● **Task to carry out**
Pull every line with "ArrayList" from the data.
___
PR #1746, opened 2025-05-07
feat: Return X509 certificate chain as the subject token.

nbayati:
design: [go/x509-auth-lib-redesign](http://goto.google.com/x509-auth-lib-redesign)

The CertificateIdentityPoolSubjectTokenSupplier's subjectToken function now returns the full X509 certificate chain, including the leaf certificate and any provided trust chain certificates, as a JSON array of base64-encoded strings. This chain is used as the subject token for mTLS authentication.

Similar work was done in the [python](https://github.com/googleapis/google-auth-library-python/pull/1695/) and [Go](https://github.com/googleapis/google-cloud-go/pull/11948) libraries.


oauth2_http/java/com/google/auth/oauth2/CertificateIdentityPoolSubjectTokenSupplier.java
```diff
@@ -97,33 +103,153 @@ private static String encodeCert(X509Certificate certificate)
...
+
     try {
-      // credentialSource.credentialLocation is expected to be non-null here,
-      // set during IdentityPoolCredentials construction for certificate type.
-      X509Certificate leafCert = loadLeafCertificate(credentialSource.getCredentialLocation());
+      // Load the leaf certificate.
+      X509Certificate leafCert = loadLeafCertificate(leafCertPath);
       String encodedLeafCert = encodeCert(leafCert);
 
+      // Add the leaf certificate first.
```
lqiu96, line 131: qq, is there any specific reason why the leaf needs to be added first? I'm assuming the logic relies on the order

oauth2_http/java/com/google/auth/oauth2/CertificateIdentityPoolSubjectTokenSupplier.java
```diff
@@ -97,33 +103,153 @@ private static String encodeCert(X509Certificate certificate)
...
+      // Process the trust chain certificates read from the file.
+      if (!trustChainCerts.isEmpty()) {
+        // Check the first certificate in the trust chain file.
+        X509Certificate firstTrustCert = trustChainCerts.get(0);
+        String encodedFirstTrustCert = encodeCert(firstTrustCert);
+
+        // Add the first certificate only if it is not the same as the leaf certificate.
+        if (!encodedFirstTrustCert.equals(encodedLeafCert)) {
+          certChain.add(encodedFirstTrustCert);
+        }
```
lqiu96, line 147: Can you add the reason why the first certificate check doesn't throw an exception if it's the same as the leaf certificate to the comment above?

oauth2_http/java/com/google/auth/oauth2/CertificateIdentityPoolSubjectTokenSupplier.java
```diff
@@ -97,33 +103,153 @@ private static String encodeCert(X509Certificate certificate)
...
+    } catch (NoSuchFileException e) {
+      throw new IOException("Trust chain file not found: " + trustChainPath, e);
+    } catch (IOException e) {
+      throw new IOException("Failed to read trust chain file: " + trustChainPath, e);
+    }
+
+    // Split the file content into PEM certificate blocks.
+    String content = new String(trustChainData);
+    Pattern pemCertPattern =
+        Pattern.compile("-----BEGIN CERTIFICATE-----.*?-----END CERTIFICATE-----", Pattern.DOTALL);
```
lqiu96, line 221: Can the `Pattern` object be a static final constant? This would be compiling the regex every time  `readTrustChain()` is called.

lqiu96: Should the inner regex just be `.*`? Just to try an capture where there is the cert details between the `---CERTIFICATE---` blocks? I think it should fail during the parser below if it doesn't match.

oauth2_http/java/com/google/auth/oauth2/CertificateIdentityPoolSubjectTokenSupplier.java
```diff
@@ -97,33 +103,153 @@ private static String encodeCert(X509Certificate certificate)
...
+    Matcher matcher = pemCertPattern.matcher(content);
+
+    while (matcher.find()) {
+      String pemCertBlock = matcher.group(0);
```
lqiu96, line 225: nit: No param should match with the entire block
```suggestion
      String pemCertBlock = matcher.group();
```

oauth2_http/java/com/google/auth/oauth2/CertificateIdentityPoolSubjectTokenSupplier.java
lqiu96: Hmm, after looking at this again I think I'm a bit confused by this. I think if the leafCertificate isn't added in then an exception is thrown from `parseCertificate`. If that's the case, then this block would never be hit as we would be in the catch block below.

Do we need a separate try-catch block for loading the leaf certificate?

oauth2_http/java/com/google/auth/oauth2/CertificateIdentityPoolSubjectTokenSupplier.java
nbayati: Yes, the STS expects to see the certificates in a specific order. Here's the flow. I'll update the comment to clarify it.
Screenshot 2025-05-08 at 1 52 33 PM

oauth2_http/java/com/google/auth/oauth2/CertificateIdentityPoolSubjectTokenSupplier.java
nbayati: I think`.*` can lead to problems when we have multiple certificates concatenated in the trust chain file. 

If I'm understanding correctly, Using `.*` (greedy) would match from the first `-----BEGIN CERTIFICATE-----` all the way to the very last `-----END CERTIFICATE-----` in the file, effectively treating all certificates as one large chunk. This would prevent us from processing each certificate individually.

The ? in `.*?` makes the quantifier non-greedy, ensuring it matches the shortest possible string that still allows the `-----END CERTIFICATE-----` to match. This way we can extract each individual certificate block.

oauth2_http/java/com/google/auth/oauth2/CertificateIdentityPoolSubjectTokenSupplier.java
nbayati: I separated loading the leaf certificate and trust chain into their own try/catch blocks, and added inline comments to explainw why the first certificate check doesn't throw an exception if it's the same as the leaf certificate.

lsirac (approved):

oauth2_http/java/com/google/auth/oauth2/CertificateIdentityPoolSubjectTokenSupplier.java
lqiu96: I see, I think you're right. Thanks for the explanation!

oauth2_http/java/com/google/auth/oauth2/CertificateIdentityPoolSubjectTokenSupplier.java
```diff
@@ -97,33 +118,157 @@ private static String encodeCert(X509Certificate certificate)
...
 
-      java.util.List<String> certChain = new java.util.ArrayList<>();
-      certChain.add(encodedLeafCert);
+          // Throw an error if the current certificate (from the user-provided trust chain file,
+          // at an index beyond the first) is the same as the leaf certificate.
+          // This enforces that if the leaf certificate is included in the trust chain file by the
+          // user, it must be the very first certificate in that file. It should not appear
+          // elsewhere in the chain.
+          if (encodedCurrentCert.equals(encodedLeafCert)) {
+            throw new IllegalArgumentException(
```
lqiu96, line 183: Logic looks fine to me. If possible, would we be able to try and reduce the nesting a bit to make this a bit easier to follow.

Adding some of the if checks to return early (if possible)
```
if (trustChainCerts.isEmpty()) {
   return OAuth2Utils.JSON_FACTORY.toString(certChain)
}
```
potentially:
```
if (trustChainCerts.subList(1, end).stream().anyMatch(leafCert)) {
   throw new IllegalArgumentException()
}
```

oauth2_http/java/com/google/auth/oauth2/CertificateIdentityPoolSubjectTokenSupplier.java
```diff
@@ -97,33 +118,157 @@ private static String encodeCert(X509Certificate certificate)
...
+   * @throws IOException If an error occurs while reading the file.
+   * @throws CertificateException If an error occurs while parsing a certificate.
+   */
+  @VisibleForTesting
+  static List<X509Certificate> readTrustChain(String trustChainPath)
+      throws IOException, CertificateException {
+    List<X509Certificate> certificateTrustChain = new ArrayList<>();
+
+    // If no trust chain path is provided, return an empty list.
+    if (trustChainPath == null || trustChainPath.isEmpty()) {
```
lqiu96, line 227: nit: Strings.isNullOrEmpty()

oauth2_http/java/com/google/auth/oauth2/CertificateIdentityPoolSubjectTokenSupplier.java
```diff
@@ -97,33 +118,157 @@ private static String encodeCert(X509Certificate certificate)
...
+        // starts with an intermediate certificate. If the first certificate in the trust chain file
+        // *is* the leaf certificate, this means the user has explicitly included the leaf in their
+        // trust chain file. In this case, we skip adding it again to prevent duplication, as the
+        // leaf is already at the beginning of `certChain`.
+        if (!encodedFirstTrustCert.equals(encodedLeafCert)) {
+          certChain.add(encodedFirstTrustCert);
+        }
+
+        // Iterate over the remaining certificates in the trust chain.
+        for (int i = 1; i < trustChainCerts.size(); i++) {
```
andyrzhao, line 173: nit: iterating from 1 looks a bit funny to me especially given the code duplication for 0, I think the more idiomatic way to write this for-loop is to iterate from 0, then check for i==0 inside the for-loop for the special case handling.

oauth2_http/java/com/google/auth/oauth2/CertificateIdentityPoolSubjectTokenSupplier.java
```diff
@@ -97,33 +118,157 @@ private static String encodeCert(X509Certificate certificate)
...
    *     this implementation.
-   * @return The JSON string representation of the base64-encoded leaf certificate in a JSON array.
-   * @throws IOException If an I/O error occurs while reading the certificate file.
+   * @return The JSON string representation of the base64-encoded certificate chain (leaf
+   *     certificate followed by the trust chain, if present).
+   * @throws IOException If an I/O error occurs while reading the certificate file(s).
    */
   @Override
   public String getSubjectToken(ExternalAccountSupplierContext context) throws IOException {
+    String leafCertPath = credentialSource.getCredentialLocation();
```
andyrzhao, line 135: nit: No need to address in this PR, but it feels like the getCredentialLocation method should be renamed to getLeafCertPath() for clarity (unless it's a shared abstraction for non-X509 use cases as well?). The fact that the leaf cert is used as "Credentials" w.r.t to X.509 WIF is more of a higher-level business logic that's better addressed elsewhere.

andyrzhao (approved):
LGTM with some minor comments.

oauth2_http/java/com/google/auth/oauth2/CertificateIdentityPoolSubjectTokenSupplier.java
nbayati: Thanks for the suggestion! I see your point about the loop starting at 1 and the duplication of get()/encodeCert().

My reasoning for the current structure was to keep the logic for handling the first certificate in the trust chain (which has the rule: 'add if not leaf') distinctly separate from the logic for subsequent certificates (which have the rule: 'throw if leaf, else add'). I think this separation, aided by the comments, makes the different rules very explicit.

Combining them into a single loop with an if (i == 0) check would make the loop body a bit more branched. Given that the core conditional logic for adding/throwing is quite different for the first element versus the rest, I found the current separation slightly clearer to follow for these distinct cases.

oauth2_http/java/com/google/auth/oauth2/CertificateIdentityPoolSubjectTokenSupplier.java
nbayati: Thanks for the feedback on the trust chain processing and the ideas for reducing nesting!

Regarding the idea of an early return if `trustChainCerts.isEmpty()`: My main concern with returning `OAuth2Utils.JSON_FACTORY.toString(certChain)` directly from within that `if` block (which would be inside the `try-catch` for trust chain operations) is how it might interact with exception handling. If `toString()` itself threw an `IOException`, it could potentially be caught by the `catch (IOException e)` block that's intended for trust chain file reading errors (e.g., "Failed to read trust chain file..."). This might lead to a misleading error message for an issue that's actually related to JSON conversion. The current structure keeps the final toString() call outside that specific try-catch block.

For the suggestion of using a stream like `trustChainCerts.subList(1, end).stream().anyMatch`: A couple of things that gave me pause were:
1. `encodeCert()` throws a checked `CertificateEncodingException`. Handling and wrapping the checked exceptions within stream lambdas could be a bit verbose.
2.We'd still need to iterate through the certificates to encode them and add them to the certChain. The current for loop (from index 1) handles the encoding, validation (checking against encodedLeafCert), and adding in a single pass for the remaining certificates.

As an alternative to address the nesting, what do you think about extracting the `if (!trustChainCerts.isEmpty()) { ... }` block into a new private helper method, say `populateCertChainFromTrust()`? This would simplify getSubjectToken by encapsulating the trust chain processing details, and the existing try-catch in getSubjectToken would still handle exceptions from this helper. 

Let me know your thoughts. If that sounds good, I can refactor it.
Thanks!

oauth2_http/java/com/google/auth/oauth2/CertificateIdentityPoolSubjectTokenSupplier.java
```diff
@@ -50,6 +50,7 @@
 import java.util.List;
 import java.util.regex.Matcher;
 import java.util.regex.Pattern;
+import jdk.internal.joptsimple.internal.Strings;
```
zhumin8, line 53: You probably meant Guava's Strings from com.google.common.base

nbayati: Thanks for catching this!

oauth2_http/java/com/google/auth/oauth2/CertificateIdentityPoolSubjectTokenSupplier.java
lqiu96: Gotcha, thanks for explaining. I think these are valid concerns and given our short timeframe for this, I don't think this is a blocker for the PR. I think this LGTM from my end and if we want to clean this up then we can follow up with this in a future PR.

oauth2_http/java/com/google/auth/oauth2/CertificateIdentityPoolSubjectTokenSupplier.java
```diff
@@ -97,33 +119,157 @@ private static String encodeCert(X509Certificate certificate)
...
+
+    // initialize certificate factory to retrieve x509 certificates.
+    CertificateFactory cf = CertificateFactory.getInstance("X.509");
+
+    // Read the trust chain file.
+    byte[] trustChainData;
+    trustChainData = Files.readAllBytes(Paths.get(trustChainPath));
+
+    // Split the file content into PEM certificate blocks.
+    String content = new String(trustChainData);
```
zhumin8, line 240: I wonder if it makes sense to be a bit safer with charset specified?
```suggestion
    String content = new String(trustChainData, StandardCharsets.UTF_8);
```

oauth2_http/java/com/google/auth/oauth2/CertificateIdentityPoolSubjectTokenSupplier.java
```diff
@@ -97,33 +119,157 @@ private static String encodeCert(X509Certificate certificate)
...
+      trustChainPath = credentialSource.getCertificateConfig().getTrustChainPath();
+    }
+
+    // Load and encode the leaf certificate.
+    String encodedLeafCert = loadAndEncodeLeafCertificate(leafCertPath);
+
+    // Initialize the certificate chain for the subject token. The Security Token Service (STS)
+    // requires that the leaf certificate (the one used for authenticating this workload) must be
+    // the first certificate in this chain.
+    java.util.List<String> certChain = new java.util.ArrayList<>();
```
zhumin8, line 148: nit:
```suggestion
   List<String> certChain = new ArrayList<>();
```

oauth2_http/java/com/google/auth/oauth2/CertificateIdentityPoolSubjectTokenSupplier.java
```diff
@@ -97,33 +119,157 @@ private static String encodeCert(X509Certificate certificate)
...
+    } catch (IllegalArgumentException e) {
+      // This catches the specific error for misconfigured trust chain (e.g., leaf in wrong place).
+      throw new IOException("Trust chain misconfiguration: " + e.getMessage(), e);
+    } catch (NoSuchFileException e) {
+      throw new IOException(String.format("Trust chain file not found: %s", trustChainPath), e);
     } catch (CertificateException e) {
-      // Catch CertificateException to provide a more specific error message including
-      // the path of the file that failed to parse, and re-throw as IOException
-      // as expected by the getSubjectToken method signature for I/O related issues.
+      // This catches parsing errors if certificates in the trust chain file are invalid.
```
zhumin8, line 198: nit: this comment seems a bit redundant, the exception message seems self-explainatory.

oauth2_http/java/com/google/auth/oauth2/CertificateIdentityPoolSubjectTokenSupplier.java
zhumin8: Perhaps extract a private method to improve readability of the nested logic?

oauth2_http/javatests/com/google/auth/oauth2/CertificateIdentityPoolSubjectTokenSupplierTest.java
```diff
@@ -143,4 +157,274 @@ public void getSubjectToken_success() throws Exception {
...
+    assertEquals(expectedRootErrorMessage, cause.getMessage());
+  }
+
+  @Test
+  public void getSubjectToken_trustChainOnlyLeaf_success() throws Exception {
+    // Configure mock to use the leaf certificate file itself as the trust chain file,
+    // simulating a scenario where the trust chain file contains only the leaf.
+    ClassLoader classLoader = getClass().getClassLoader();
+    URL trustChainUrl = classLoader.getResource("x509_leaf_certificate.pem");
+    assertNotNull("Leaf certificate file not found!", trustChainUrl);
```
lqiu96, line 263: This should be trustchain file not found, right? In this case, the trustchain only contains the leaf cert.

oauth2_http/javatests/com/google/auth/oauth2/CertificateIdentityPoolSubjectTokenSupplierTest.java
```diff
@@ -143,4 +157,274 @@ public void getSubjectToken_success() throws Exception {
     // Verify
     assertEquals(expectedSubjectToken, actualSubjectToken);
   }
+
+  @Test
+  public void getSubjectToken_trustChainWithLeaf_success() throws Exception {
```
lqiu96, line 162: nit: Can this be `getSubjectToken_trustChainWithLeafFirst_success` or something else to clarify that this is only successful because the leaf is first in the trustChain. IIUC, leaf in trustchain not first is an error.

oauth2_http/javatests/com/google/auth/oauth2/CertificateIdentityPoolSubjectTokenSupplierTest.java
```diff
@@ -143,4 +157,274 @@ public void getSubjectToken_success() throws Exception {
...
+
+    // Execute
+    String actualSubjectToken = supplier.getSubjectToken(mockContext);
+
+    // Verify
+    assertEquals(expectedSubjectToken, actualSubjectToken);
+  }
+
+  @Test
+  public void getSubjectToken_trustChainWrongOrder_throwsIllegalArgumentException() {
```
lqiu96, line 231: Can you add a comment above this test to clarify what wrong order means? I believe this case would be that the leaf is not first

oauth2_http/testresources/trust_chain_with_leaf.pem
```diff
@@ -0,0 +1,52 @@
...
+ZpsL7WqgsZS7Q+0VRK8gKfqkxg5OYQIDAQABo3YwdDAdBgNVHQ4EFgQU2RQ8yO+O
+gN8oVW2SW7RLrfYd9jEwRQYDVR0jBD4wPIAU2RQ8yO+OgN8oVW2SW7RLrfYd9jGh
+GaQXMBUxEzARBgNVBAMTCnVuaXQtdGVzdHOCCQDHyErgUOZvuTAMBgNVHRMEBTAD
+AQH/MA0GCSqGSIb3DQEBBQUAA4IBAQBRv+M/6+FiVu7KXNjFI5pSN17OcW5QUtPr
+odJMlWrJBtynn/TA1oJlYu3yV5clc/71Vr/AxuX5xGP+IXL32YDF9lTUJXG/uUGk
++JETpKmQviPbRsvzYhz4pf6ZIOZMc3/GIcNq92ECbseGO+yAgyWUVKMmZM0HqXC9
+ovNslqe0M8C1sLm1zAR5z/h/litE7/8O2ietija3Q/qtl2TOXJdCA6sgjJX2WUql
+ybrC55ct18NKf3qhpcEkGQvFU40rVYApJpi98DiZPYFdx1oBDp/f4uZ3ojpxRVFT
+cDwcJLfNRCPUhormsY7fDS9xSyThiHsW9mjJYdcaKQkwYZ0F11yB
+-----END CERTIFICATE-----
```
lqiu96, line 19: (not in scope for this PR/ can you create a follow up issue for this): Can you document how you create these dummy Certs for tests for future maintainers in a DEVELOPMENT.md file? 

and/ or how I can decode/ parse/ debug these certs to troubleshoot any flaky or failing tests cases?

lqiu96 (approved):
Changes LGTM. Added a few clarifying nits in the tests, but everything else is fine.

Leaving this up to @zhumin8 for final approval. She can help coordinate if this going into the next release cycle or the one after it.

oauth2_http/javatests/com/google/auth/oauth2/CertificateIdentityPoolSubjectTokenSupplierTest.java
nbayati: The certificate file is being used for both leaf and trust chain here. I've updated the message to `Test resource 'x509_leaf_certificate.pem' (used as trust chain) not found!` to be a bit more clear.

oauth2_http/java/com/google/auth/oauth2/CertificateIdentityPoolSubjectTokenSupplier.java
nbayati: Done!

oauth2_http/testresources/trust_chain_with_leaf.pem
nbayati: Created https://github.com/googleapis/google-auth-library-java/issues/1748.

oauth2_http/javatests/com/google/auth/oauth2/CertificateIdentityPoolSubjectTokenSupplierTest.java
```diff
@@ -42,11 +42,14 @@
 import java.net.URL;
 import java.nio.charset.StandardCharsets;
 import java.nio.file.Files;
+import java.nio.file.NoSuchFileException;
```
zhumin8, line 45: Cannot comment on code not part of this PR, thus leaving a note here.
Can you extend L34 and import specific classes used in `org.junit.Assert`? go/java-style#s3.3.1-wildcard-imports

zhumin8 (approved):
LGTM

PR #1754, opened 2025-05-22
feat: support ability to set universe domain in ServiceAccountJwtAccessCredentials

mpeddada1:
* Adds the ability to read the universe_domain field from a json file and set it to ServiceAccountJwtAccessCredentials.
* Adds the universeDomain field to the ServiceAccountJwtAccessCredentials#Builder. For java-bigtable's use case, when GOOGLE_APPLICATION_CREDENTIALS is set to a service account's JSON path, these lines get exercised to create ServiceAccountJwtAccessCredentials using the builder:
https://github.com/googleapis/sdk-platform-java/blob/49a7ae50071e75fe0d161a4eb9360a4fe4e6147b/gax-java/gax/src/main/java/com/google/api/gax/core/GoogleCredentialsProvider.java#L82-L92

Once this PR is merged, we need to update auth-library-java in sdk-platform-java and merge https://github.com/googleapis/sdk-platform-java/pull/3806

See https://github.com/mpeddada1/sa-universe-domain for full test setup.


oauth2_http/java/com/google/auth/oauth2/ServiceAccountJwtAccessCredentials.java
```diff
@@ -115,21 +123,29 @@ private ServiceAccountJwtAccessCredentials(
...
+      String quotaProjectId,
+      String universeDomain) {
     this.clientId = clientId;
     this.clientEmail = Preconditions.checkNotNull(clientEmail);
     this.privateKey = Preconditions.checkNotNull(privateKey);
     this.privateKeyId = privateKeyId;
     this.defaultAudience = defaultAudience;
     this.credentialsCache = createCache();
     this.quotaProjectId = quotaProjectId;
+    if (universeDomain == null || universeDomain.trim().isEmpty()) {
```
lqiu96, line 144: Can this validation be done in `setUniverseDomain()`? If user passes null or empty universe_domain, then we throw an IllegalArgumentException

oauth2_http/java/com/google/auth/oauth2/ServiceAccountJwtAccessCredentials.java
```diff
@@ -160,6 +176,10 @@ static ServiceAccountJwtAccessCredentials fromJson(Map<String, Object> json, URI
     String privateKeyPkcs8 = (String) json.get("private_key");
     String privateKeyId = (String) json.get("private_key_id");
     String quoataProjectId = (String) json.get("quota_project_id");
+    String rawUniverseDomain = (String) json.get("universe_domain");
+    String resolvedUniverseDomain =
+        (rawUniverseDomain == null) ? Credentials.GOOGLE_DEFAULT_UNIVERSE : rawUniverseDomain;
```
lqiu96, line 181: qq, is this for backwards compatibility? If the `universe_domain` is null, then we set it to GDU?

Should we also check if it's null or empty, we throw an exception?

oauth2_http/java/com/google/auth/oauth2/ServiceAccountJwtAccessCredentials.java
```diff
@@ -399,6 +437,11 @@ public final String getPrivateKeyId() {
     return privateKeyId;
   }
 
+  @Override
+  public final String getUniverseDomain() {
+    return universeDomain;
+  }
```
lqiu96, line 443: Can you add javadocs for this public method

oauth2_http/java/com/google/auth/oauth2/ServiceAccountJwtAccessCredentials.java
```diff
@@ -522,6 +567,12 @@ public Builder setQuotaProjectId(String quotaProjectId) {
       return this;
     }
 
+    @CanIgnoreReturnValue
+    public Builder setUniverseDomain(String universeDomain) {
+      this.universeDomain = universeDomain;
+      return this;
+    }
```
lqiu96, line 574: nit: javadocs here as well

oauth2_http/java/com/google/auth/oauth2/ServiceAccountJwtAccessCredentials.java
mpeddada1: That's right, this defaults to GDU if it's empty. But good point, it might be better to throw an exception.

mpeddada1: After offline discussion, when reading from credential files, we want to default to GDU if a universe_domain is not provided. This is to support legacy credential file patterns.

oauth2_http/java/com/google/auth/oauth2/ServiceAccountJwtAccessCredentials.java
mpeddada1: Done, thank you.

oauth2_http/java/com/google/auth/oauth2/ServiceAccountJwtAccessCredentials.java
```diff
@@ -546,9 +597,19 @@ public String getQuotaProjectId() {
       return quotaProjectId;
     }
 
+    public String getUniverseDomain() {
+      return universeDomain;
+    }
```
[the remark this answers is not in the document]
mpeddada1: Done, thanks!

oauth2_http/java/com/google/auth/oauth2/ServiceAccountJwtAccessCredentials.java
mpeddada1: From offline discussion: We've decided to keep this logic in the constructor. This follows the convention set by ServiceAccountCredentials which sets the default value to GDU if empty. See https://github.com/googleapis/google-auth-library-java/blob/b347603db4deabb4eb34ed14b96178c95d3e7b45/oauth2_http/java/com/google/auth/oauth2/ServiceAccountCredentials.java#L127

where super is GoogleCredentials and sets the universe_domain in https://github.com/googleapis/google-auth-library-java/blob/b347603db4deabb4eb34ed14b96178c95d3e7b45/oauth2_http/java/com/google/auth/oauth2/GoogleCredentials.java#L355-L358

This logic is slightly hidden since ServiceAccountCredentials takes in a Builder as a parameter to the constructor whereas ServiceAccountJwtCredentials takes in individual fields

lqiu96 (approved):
___
● **Response**
-      java.util.List<String> certChain = new java.util.ArrayList<>();
+    List<X509Certificate> certificateTrustChain = new ArrayList<>();
+    java.util.List<String> certChain = new java.util.ArrayList<>();
   List<String> certChain = new ArrayList<>();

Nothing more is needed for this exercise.